| What to work on |
If a line in the entries contains the string "dedicated", include that line in your answer.

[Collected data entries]
────────
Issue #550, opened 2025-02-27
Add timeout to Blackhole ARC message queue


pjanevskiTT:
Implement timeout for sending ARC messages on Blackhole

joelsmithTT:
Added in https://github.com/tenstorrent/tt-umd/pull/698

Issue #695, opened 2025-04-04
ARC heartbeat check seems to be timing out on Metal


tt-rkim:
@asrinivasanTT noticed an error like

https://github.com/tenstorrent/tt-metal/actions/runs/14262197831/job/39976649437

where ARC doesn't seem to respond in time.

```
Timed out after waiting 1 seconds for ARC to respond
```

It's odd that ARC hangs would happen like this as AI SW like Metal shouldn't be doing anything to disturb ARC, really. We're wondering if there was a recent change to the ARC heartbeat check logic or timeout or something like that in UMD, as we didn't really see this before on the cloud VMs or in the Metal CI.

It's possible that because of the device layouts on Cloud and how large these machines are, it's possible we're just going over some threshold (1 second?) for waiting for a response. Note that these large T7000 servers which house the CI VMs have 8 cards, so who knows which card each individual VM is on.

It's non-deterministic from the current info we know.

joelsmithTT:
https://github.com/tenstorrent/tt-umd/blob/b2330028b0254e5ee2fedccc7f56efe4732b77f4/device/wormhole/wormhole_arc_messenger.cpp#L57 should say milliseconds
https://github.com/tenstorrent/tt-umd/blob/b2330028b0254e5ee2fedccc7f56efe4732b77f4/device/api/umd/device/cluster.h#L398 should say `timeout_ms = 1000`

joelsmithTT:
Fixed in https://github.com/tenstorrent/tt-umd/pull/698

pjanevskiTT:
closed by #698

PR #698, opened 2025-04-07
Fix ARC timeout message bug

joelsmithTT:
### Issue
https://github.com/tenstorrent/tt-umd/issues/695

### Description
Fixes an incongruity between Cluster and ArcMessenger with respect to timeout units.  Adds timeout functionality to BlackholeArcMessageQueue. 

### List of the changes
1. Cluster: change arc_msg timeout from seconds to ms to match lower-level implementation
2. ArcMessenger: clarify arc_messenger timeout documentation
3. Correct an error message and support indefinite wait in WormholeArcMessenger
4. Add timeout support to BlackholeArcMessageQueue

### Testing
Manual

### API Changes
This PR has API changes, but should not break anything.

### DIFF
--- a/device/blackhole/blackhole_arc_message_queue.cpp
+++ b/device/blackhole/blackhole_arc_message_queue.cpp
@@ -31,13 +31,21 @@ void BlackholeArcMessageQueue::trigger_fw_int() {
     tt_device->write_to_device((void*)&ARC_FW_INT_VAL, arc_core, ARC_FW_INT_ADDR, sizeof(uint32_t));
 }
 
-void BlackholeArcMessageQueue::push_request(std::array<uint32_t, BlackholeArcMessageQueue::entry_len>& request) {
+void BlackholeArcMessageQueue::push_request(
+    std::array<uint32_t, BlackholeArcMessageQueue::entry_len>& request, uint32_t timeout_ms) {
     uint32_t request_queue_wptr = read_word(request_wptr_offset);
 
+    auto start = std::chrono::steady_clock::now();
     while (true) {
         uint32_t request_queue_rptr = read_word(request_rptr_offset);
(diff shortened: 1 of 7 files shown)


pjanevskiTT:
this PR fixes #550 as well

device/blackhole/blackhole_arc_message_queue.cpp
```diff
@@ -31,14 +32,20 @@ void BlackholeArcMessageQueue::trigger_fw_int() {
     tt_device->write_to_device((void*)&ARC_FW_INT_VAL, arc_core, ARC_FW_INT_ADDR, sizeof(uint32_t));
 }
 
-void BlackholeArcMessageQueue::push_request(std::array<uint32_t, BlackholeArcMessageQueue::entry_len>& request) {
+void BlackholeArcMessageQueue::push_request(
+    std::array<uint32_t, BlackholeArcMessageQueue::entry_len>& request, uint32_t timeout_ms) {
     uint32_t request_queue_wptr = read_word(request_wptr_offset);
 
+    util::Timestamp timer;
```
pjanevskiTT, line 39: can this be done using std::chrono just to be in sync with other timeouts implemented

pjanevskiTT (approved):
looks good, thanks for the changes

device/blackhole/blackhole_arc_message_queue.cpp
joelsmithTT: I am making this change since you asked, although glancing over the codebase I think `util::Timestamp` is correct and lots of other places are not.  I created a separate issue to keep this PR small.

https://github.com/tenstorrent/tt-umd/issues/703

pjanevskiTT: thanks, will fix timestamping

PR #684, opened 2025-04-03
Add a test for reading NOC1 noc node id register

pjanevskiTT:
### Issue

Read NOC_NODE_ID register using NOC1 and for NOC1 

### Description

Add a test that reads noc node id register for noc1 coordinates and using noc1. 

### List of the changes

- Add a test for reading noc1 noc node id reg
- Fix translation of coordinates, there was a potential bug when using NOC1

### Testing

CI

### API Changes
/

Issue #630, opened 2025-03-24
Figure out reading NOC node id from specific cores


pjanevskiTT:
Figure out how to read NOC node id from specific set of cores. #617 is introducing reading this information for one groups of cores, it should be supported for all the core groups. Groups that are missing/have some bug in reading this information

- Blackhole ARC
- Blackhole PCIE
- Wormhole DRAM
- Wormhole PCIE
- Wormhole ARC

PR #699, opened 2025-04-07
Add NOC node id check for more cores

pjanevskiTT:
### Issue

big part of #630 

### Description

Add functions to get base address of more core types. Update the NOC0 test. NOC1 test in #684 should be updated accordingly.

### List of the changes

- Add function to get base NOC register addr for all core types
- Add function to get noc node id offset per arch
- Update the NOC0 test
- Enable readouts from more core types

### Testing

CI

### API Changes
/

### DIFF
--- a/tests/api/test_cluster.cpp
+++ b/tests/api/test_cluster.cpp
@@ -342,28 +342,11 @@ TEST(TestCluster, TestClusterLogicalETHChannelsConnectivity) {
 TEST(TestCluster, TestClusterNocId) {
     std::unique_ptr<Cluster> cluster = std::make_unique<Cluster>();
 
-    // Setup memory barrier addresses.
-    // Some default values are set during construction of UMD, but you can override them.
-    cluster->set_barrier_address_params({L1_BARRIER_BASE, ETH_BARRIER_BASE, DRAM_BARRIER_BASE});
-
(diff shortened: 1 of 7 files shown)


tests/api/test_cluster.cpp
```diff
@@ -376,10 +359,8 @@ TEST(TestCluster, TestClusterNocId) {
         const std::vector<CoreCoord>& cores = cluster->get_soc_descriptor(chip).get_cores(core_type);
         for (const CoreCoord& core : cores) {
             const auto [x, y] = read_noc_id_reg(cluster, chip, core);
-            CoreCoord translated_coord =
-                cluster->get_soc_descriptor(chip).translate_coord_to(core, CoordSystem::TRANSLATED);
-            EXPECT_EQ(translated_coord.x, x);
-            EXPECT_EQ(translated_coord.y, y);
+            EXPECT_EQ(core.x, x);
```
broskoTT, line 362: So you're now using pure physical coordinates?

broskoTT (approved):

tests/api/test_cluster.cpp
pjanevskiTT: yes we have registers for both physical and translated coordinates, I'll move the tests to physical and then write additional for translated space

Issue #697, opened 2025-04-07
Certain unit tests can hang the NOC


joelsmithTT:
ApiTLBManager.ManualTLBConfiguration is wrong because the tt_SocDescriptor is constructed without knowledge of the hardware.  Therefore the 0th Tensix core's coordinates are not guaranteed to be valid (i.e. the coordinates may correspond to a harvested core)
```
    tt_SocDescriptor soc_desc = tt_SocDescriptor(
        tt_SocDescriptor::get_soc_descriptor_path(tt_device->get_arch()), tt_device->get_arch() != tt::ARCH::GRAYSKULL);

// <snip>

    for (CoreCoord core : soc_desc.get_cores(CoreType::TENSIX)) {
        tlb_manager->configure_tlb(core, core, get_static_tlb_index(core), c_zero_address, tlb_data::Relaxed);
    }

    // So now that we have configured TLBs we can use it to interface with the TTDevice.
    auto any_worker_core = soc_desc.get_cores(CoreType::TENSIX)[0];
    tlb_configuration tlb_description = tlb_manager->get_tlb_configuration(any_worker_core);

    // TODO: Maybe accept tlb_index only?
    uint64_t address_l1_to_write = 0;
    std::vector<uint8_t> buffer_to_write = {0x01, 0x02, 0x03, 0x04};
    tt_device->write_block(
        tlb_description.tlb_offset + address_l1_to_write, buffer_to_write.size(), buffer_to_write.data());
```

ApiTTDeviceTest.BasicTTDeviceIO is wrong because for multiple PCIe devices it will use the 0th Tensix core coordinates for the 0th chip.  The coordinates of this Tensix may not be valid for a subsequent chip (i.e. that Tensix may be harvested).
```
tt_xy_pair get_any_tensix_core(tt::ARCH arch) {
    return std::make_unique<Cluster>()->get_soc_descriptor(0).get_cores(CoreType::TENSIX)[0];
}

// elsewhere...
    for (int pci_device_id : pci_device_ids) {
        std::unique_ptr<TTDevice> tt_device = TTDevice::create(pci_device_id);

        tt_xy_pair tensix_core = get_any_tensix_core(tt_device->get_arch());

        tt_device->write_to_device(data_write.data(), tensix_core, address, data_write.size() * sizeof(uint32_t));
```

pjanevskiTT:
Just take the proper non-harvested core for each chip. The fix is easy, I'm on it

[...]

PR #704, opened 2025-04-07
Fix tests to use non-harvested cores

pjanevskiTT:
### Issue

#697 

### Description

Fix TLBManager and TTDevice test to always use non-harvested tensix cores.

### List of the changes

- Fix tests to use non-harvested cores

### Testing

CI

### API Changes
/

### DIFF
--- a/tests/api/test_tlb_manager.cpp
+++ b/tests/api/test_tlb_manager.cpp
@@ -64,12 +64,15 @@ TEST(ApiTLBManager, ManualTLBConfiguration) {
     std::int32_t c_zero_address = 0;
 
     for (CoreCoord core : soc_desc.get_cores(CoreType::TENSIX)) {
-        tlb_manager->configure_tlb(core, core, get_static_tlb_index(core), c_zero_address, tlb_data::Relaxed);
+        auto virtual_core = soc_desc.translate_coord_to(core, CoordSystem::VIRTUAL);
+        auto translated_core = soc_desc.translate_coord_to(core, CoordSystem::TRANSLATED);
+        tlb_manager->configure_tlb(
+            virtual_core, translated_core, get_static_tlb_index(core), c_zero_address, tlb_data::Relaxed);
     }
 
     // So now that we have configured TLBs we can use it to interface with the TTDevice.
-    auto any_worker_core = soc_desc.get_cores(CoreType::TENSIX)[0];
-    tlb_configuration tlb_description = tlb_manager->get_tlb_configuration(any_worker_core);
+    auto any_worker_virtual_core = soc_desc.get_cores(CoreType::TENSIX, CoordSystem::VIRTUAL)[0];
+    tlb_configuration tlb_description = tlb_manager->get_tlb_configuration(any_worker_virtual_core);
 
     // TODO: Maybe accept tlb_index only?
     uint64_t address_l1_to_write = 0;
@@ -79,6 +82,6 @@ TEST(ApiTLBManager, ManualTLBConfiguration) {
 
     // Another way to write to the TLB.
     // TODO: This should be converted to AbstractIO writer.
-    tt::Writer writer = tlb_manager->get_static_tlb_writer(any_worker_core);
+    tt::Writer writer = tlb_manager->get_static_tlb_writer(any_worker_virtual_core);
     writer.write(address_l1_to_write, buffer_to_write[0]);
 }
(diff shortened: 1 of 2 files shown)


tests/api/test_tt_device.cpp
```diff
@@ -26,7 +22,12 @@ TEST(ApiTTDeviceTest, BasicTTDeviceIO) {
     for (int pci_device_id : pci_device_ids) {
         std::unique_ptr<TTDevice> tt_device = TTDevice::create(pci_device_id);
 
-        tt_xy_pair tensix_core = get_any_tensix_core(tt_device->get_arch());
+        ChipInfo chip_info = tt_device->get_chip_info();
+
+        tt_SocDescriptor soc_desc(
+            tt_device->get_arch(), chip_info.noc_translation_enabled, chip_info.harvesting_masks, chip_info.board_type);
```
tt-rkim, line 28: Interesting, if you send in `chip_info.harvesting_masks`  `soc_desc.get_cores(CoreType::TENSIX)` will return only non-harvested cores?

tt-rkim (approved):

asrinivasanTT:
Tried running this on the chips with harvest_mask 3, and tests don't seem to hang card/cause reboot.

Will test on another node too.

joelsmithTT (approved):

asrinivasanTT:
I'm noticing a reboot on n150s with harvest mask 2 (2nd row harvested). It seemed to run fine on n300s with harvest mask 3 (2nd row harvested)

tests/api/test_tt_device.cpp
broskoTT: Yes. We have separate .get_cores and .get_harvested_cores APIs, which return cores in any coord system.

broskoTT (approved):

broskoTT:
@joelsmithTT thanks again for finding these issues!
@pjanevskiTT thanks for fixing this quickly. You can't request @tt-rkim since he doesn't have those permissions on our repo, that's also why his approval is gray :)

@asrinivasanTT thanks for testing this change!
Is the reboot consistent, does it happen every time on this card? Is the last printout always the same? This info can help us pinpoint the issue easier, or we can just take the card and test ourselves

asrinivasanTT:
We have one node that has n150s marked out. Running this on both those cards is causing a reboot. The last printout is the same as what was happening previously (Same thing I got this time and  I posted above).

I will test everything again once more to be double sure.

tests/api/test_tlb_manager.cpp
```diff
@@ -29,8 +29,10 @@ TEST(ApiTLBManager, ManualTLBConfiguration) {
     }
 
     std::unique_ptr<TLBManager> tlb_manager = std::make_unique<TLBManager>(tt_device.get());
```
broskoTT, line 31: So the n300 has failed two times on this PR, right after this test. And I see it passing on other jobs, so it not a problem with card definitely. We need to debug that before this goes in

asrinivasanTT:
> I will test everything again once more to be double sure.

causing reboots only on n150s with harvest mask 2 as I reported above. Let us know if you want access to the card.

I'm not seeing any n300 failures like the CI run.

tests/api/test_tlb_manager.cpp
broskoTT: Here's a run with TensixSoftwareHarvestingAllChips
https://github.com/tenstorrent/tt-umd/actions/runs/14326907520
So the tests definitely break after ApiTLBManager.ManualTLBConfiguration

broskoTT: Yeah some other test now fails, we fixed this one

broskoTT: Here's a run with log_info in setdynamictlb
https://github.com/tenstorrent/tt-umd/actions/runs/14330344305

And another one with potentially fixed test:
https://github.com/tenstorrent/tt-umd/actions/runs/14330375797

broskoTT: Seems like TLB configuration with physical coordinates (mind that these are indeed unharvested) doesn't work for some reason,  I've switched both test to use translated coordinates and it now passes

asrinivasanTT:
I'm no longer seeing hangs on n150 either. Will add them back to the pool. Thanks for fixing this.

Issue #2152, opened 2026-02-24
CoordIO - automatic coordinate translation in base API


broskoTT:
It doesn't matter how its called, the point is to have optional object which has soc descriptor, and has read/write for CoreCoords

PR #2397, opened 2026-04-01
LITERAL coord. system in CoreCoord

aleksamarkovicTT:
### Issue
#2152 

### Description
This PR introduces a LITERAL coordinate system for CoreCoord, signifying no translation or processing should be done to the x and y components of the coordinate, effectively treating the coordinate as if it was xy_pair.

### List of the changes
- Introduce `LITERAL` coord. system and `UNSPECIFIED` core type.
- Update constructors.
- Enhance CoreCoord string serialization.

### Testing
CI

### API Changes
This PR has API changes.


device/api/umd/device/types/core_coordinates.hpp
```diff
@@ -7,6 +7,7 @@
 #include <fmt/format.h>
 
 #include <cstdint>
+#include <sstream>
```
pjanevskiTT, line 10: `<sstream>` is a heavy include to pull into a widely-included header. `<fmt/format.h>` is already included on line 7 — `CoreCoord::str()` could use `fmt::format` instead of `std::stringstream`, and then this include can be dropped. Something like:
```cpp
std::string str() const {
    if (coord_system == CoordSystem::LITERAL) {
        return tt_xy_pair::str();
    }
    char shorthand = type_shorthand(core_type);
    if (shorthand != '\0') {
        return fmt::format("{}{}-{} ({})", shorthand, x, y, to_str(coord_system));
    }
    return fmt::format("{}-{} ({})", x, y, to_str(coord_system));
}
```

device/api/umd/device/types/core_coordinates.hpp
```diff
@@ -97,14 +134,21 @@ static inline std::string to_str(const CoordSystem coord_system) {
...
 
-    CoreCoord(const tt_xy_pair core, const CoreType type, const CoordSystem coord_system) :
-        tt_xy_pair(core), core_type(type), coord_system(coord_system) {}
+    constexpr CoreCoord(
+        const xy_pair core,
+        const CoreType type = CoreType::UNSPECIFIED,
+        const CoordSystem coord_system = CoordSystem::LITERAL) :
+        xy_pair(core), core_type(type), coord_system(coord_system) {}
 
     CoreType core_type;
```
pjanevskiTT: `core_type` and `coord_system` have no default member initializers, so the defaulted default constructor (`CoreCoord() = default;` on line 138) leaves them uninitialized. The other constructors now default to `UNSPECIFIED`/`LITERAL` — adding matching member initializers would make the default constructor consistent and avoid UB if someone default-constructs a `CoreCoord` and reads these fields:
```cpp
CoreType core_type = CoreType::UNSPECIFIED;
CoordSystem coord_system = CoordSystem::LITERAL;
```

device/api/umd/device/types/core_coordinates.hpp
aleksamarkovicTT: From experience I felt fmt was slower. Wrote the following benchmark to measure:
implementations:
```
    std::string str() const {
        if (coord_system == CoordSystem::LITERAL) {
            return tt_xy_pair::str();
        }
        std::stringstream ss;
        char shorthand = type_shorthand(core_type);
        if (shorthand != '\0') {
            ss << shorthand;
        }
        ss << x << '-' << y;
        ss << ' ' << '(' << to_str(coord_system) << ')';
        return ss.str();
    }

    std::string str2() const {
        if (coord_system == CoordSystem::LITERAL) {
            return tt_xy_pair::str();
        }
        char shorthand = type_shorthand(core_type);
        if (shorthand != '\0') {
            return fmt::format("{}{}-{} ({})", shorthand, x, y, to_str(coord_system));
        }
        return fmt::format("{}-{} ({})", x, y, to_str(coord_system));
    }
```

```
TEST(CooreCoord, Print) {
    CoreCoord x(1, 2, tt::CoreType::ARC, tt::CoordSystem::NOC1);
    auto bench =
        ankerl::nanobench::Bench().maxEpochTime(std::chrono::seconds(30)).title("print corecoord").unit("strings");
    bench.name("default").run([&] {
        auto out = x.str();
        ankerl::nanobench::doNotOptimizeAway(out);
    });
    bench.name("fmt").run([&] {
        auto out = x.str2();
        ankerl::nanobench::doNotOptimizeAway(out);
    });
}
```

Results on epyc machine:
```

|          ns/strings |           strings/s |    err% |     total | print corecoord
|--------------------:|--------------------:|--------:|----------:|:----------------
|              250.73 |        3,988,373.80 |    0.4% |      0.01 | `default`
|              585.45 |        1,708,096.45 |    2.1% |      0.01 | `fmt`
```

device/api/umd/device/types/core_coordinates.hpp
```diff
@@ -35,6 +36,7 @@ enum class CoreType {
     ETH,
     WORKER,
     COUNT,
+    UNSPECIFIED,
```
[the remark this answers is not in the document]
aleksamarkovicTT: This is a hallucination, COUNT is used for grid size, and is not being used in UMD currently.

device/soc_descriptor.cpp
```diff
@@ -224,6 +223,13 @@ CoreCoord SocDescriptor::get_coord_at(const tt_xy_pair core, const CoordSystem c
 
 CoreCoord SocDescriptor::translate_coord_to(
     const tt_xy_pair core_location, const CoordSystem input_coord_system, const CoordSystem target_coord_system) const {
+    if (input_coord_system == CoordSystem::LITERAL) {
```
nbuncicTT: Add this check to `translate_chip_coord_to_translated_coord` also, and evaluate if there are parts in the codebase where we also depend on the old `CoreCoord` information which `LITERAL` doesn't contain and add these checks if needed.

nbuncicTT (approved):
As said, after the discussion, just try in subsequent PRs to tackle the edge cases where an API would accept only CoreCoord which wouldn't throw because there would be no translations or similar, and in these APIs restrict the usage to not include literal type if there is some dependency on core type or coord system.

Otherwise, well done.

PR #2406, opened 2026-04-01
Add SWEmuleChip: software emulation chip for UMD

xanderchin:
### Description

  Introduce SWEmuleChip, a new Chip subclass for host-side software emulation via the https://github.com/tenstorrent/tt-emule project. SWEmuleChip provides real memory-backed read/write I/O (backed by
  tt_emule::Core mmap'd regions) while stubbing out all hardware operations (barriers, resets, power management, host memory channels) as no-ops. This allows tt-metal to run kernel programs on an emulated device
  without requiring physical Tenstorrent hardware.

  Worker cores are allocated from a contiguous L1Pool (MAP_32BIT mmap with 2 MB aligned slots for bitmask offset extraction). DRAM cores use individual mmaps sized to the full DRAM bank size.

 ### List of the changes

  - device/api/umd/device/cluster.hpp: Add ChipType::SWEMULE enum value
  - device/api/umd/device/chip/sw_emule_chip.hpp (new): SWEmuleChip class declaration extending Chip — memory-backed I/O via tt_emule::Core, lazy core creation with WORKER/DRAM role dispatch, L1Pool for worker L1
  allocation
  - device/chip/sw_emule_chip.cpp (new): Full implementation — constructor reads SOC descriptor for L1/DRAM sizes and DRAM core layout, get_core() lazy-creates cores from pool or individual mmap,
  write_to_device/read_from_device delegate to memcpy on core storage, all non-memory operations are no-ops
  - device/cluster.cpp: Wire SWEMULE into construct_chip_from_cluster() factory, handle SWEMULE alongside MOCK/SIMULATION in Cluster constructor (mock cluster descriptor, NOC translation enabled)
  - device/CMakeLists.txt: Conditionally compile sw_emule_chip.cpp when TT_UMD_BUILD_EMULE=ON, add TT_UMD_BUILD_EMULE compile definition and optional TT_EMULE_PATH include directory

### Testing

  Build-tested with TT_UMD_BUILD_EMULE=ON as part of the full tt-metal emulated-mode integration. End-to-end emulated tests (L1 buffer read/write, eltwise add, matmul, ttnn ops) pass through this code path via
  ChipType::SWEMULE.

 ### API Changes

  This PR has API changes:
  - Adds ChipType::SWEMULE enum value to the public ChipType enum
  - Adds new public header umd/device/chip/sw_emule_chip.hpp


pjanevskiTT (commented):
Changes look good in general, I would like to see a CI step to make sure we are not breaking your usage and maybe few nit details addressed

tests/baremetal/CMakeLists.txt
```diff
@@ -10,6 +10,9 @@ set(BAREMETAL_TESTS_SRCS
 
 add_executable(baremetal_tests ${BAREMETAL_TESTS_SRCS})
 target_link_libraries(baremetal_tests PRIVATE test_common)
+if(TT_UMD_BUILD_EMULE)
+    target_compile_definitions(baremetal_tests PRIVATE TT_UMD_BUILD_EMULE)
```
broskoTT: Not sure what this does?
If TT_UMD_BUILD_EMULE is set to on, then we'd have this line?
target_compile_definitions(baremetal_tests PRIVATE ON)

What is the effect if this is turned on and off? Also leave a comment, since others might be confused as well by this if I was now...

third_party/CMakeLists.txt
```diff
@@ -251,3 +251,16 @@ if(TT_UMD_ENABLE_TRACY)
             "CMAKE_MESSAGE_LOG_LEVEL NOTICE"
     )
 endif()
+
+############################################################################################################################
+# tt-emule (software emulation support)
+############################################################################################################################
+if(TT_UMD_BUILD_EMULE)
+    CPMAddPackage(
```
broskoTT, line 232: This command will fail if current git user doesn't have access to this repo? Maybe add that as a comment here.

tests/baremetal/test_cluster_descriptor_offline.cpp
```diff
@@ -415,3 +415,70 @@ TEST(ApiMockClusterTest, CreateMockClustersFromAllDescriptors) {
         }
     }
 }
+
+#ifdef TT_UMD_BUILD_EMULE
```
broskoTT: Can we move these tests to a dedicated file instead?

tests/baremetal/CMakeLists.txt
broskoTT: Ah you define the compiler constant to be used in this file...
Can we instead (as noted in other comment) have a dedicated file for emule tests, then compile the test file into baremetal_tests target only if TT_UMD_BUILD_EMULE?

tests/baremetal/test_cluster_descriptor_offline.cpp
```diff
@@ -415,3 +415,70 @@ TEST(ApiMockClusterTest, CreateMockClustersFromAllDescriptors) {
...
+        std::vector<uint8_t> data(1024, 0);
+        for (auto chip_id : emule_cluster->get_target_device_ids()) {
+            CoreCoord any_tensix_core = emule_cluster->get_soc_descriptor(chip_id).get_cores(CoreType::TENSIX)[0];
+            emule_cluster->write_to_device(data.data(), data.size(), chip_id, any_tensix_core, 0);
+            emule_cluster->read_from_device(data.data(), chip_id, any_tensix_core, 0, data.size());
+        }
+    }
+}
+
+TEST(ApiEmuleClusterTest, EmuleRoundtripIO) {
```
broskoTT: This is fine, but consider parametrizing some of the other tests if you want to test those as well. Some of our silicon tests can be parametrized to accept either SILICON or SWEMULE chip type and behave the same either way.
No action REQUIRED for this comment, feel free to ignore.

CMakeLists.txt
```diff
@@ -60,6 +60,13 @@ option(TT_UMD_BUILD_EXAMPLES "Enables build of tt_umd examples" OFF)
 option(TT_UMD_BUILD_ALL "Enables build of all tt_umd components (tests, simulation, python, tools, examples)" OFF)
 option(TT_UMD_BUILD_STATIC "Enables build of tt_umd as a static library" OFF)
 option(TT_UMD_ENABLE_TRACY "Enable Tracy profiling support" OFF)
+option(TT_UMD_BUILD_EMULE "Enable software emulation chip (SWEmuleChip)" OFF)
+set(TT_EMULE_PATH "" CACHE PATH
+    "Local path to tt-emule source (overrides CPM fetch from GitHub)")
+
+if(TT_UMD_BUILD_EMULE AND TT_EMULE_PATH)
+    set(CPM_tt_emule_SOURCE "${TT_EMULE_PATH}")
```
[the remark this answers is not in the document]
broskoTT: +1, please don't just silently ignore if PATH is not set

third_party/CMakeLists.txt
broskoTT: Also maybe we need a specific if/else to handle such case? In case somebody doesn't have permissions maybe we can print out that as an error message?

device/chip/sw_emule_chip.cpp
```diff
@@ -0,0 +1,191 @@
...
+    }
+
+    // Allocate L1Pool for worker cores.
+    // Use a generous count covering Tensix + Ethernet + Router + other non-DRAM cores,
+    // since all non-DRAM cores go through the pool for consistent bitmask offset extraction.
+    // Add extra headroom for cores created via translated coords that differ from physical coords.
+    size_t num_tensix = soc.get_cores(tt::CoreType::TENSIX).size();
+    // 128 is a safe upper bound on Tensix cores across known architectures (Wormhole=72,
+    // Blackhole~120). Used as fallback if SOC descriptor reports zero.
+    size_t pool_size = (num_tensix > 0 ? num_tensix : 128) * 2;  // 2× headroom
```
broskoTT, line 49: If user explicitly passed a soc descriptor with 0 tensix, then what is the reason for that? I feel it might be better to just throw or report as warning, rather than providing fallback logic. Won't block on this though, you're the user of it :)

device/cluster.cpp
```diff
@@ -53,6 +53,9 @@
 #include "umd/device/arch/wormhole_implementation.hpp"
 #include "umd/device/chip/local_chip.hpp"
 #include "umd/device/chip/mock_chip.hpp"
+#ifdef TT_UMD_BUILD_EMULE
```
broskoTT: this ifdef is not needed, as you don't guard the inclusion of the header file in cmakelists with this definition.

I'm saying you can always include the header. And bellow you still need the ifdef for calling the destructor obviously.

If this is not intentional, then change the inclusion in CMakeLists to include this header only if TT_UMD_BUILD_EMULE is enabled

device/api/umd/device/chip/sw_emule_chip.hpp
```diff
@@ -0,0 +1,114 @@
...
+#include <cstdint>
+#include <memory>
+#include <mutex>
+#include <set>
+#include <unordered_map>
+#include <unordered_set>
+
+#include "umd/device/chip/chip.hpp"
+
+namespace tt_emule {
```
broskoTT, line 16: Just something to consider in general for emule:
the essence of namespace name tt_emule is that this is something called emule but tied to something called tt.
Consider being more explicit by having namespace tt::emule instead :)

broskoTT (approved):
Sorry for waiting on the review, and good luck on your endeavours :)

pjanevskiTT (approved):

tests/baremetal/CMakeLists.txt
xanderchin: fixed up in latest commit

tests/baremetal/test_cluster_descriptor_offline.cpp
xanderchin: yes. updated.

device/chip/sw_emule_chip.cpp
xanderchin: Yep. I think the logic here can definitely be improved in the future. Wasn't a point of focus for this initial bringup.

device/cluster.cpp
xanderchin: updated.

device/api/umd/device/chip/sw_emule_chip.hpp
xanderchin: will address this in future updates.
────────
| Output |
broskoTT: Can we move these tests to a dedicated file instead?
Can we instead (as noted in other comment) have a dedicated file for emule tests, then compile the test file into baremetal_tests target only if TT_UMD_BUILD_EMULE?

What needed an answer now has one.